Records provided
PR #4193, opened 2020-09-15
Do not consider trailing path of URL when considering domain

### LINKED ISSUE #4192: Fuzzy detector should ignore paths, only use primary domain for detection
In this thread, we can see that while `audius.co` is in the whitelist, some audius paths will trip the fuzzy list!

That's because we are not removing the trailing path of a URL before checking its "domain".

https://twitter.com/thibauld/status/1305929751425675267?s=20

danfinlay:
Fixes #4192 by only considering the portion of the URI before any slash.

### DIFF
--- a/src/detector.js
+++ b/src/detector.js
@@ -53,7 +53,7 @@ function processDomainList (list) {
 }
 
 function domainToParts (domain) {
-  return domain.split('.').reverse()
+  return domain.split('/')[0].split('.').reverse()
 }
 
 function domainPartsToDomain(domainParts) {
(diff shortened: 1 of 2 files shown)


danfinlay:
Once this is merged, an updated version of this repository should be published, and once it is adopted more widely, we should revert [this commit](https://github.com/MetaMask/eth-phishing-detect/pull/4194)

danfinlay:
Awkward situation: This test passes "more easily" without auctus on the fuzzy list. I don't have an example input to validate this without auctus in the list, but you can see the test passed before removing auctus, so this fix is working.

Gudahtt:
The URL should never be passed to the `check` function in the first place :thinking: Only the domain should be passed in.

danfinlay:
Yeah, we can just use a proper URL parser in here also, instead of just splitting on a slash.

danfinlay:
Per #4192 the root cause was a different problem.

Assignment
Write out, word for word, the line that contains "Once this is" and every line after it through the last line of the listing.

Written response
Once this is merged, an updated version of this repository should be published, and once it is adopted more widely, we should revert [this commit](https://github.com/MetaMask/eth-phishing-detect/pull/4194)

danfinlay:
Awkward situation: This test passes "more easily" without auctus on the fuzzy list. I don't have an example input to validate this without auctus in the list, but you can see the test passed before removing auctus, so this fix is working.

Gudahtt:
The URL should never be passed to the `check` function in the first place :thinking: Only the domain should be passed in.

danfinlay:
Yeah, we can just use a proper URL parser in here also, instead of just splitting on a slash.

danfinlay:
Per #4192 the root cause was a different problem.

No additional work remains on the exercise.